- _About this task_:
Copy out the listing exactly.

─── Excerpted records

Issue #23, opened 2016-01-04
Classes that sha1() should have methods for in digest


ThierryO:
- Date
- complex
- array

vsimko:
already implement
- `complex` converted to a 2-column matrix (Re, Im)
- `Date` converted to an integer (positive/negative) representing number of seconds since 1970

any ideas for the `array` type ?

eddelbuettel:
Same as for the other two?  There is `as.array()` though I am not sure what one usually converts from...

vsimko:
`array` is a multi-dimensional matrix. One of the problems is to produce different hashes for differently shaped arrays that contain the same data:
```r
# the same content for differenly shaped arrays
content <- 1:8

# creates a cube 2x2x2
a <- array(content, dim = c(2,2,2))
b <- array(content, dim = c(2,4,1))

# structures to be hashed
a_tohash <- list(
    dim = dim(a),
    data = as.numeric(a)
)

b_tohash <- list(
    dim = dim(b),
    data = as.numeric(b)
)

# should produce different hashes
sha1(a_tohash)
sha1(b_tohash)
```

vsimko:
any other problems that need to be addressed before I create a pull request ?

eddelbuettel:
Ah, yes, of course.   

Well a 1:8 sequence with dim(2,2,2) is different from dim(2,4,1) so I think this is good enough.

eddelbuettel:
Unit tests maybe (in the super-simple format we use here) ?

vsimko:
**Note:** the current implementation assumes that: `sha1(2+0i) != sha1(2)` (conservative approach, but maybe mathematically incorrect)

vsimko:
I've  just found a related section in the vignette titled **"Creating a sha1 method for other classes"**: https://github.com/eddelbuettel/digest/blob/master/vignettes/sha1.Rmd#creating-a-sha1-method-for-other-classes

Useful for new contributors.

vsimko:
Any types that should also be implemented ?

ThierryO:
I've started this issue so everyone could add other classes to the wishlist. Keep in mind that @eddelbuettel wants to keep the list of dependencies as minimal as possible. That limits the classes to those available in base R.

eddelbuettel:
Yes, I think anything besides base R is likely to be out of scope. Unless we all agree that it is worth it.

But minimal dependencies are a Good Thing (TM) for a widely-used utility package such as this.

[...]

PR #38, opened 2016-05-01
support for array + unit tests

vsimko:
- array encoded as a list(dim, data)
- added some unit tests
- This pull request fixes the whole issue #23


eddelbuettel:
Super -- home now after some traveling.

PR #41, opened 2016-05-25
Add sha1 method for pairlist

ThierryO:


eddelbuettel:
Looks good, will merge in due course.

PR #54, opened 2017-01-11
add sha1 method for the class "function"

ThierryO:


ThierryO:
That was lightning fast :-)

eddelbuettel:
Aligned with the beginning of the workday here :)

Issue #70, opened 2018-01-12
sha1() fails on empty matrices


ThierryO:
```
> sha1(matrix(integer(0)))
Error in x[1, 1] : subscript out of bounds
```
I'll look into this.

ThierryO:
Solved by #71

PR #71, opened 2018-01-12
Empty matrix

ThierryO:
Solves #70 

I took the liberty of moving the license file to a location where GitHub can find it. I'll revert that if you don't like it.

Updating the version number and ChangeLog is still to do.

### DIFF
--- a/ChangeLog
+++ b/ChangeLog
@@ -1,3 +1,7 @@
+2018-01-12  Thierry Onkelinx <thierry.onkelinx@inbo.be>
+
+    * sha1() handles empty matrices
+
 2017-12-20  Dirk Eddelbuettel  <edd@debian.org>
 
 	* src/raes.c (AESencryptECB,AESdecryptECD): Replace two uses of NAMED
--- a/R/sha1.R
+++ b/R/sha1.R
@@ -5,7 +5,7 @@ sha1 <- function(x, digits = 14L, zapsmall = 7L, ...){
 
 sha1.default <- function(x, digits = 14L, zapsmall = 7L, ...) {
     stop(
-        "sha1() has not method for the '",
+        "sha1() has no method for the '",
         paste(class(x), collapse = "', '"),
         "' class",
         call. = FALSE
--- a/R/sha1.R
+++ b/R/sha1.R
@@ -74,7 +74,7 @@ sha1.numeric <- function(x, digits = 14L, zapsmall = 7L, ...){
 
 sha1.matrix <- function(x, digits = 14L, zapsmall = 7L, ...){
     # needed to make results comparable between 32-bit and 64-bit
-    if (class(x[1, 1]) == "numeric") {
+    if (storage.mode(x) == "double") {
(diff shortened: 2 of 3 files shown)


DESCRIPTION
```diff
@@ -18,6 +18,6 @@ Description: Implementation of a function 'digest()' for the creation
 URL: http://dirk.eddelbuettel.com/code/digest.html
 BugReports: https://github.com/eddelbuettel/digest/issues
 Depends: R (>= 2.4.1)
-License: GPL (>= 2)
+License: GPL (>= 2) | file LICENSE
```
eddelbuettel: I don't think CRAN likes it that way.  I would revert that.

tests/digestTest.R
```diff
@@ -165,7 +165,7 @@ for (i in seq(along.with=murmur32Input)) {
 }
 ## test 'length' parameter and file input
 ##fname <- file.path(R.home(),"COPYING")  ## not invariant across OSs
-fname <- system.file("GPL-2", package="digest")
+fname <- system.file("LICENSE", package="digest")
```
eddelbuettel: Same here.

tests/digestTest.R
```diff
@@ -190,7 +190,7 @@ for (alg in c("sha1", "md5", "crc32", "sha256", "sha512",
 ## compare md5 algorithm to other tools
 library(tools)
 ##fname <- file.path(R.home(),"COPYING")  ## not invariant across OSs
-fname <- system.file("GPL-2", package="digest")
+fname <- system.file("LICENSE", package="digest")
```
eddelbuettel: And here.

eddelbuettel:
So if it is to have the _repo_ have a license to display, I would simply make a copy, or a link.  GitHub's file system does not care as it has clever de-duplication.  We then add the new location to `.Rbuildignore` and all is well.

What I am a little more concerned about it the large set of lines in the output that changes.  What caused that?  This seems a little disruptive.

And over all this PR is not clear: what were you trying to do in the first place?  I feel the GPL-2 file move/renamer obfuscated something.  What issues with empty matrices needed fixing / were fixed?   In sum, this may be a good example of why starting with an issue ticket is better....

eddelbuettel:
I see now re #70.  Absoliutely worth fixing, and the `storage.mode` change is good, as were the typos.

DESCRIPTION
ThierryO: It passes R CMD Check --as-cran. But I'll revert it.

ThierryO:
Shall I bump the package version to 0.6.13.2?

eddelbuettel:
Could do but don't have to.

The "why are there dozens of lines of digest output different" question is more important.  What drove that?

ThierryO:
I think this is ready to merge now

eddelbuettel:
(One totally minor thing I'll just fix on my end:  by some historic convention ChangeLog separates user name and email by two spaces. No need to update now.  I'll fix over morning coffee tomorrow.)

──────

- _Answer to this task_:
Issue #23, opened 2016-01-04
Classes that sha1() should have methods for in digest


ThierryO:
- Date
- complex
- array

vsimko:
already implement
- `complex` converted to a 2-column matrix (Re, Im)
- `Date` converted to an integer (positive/negative) representing number of seconds since 1970

any ideas for the `array` type ?

eddelbuettel:
Same as for the other two?  There is `as.array()` though I am not sure what one usually converts from...

vsimko:
`array` is a multi-dimensional matrix. One of the problems is to produce different hashes for differently shaped arrays that contain the same data:
```r
# the same content for differenly shaped arrays
content <- 1:8

# creates a cube 2x2x2
a <- array(content, dim = c(2,2,2))
b <- array(content, dim = c(2,4,1))

# structures to be hashed
a_tohash <- list(
    dim = dim(a),
    data = as.numeric(a)
)

b_tohash <- list(
    dim = dim(b),
    data = as.numeric(b)
)

# should produce different hashes
sha1(a_tohash)
sha1(b_tohash)
```

vsimko:
any other problems that need to be addressed before I create a pull request ?

eddelbuettel:
Ah, yes, of course.   

Well a 1:8 sequence with dim(2,2,2) is different from dim(2,4,1) so I think this is good enough.

eddelbuettel:
Unit tests maybe (in the super-simple format we use here) ?

vsimko:
**Note:** the current implementation assumes that: `sha1(2+0i) != sha1(2)` (conservative approach, but maybe mathematically incorrect)

vsimko:
I've  just found a related section in the vignette titled **"Creating a sha1 method for other classes"**: https://github.com/eddelbuettel/digest/blob/master/vignettes/sha1.Rmd#creating-a-sha1-method-for-other-classes

Useful for new contributors.

vsimko:
Any types that should also be implemented ?

ThierryO:
I've started this issue so everyone could add other classes to the wishlist. Keep in mind that @eddelbuettel wants to keep the list of dependencies as minimal as possible. That limits the classes to those available in base R.

eddelbuettel:
Yes, I think anything besides base R is likely to be out of scope. Unless we all agree that it is worth it.

But minimal dependencies are a Good Thing (TM) for a widely-used utility package such as this.

[...]

PR #38, opened 2016-05-01
support for array + unit tests

vsimko:
- array encoded as a list(dim, data)
- added some unit tests
- This pull request fixes the whole issue #23


eddelbuettel:
Super -- home now after some traveling.

PR #41, opened 2016-05-25
Add sha1 method for pairlist

ThierryO:


eddelbuettel:
Looks good, will merge in due course.

PR #54, opened 2017-01-11
add sha1 method for the class "function"

ThierryO:


ThierryO:
That was lightning fast :-)

eddelbuettel:
Aligned with the beginning of the workday here :)

Issue #70, opened 2018-01-12
sha1() fails on empty matrices


ThierryO:
```
> sha1(matrix(integer(0)))
Error in x[1, 1] : subscript out of bounds
```
I'll look into this.

ThierryO:
Solved by #71

PR #71, opened 2018-01-12
Empty matrix

ThierryO:
Solves #70 

I took the liberty of moving the license file to a location where GitHub can find it. I'll revert that if you don't like it.

Updating the version number and ChangeLog is still to do.

### DIFF
--- a/ChangeLog
+++ b/ChangeLog
@@ -1,3 +1,7 @@
+2018-01-12  Thierry Onkelinx <thierry.onkelinx@inbo.be>
+
+    * sha1() handles empty matrices
+
 2017-12-20  Dirk Eddelbuettel  <edd@debian.org>
 
 	* src/raes.c (AESencryptECB,AESdecryptECD): Replace two uses of NAMED
--- a/R/sha1.R
+++ b/R/sha1.R
@@ -5,7 +5,7 @@ sha1 <- function(x, digits = 14L, zapsmall = 7L, ...){
 
 sha1.default <- function(x, digits = 14L, zapsmall = 7L, ...) {
     stop(
-        "sha1() has not method for the '",
+        "sha1() has no method for the '",
         paste(class(x), collapse = "', '"),
         "' class",
         call. = FALSE
--- a/R/sha1.R
+++ b/R/sha1.R
@@ -74,7 +74,7 @@ sha1.numeric <- function(x, digits = 14L, zapsmall = 7L, ...){
 
 sha1.matrix <- function(x, digits = 14L, zapsmall = 7L, ...){
     # needed to make results comparable between 32-bit and 64-bit
-    if (class(x[1, 1]) == "numeric") {
+    if (storage.mode(x) == "double") {
(diff shortened: 2 of 3 files shown)


DESCRIPTION
```diff
@@ -18,6 +18,6 @@ Description: Implementation of a function 'digest()' for the creation
 URL: http://dirk.eddelbuettel.com/code/digest.html
 BugReports: https://github.com/eddelbuettel/digest/issues
 Depends: R (>= 2.4.1)
-License: GPL (>= 2)
+License: GPL (>= 2) | file LICENSE
```
eddelbuettel: I don't think CRAN likes it that way.  I would revert that.

tests/digestTest.R
```diff
@@ -165,7 +165,7 @@ for (i in seq(along.with=murmur32Input)) {
 }
 ## test 'length' parameter and file input
 ##fname <- file.path(R.home(),"COPYING")  ## not invariant across OSs
-fname <- system.file("GPL-2", package="digest")
+fname <- system.file("LICENSE", package="digest")
```
eddelbuettel: Same here.

tests/digestTest.R
```diff
@@ -190,7 +190,7 @@ for (alg in c("sha1", "md5", "crc32", "sha256", "sha512",
 ## compare md5 algorithm to other tools
 library(tools)
 ##fname <- file.path(R.home(),"COPYING")  ## not invariant across OSs
-fname <- system.file("GPL-2", package="digest")
+fname <- system.file("LICENSE", package="digest")
```
eddelbuettel: And here.

eddelbuettel:
So if it is to have the _repo_ have a license to display, I would simply make a copy, or a link.  GitHub's file system does not care as it has clever de-duplication.  We then add the new location to `.Rbuildignore` and all is well.

What I am a little more concerned about it the large set of lines in the output that changes.  What caused that?  This seems a little disruptive.

And over all this PR is not clear: what were you trying to do in the first place?  I feel the GPL-2 file move/renamer obfuscated something.  What issues with empty matrices needed fixing / were fixed?   In sum, this may be a good example of why starting with an issue ticket is better....

eddelbuettel:
I see now re #70.  Absoliutely worth fixing, and the `storage.mode` change is good, as were the typos.

DESCRIPTION
ThierryO: It passes R CMD Check --as-cran. But I'll revert it.

ThierryO:
Shall I bump the package version to 0.6.13.2?

eddelbuettel:
Could do but don't have to.

The "why are there dozens of lines of digest output different" question is more important.  What drove that?

ThierryO:
I think this is ready to merge now

eddelbuettel:
(One totally minor thing I'll just fix on my end:  by some historic convention ChangeLog separates user name and email by two spaces. No need to update now.  I'll fix over morning coffee tomorrow.)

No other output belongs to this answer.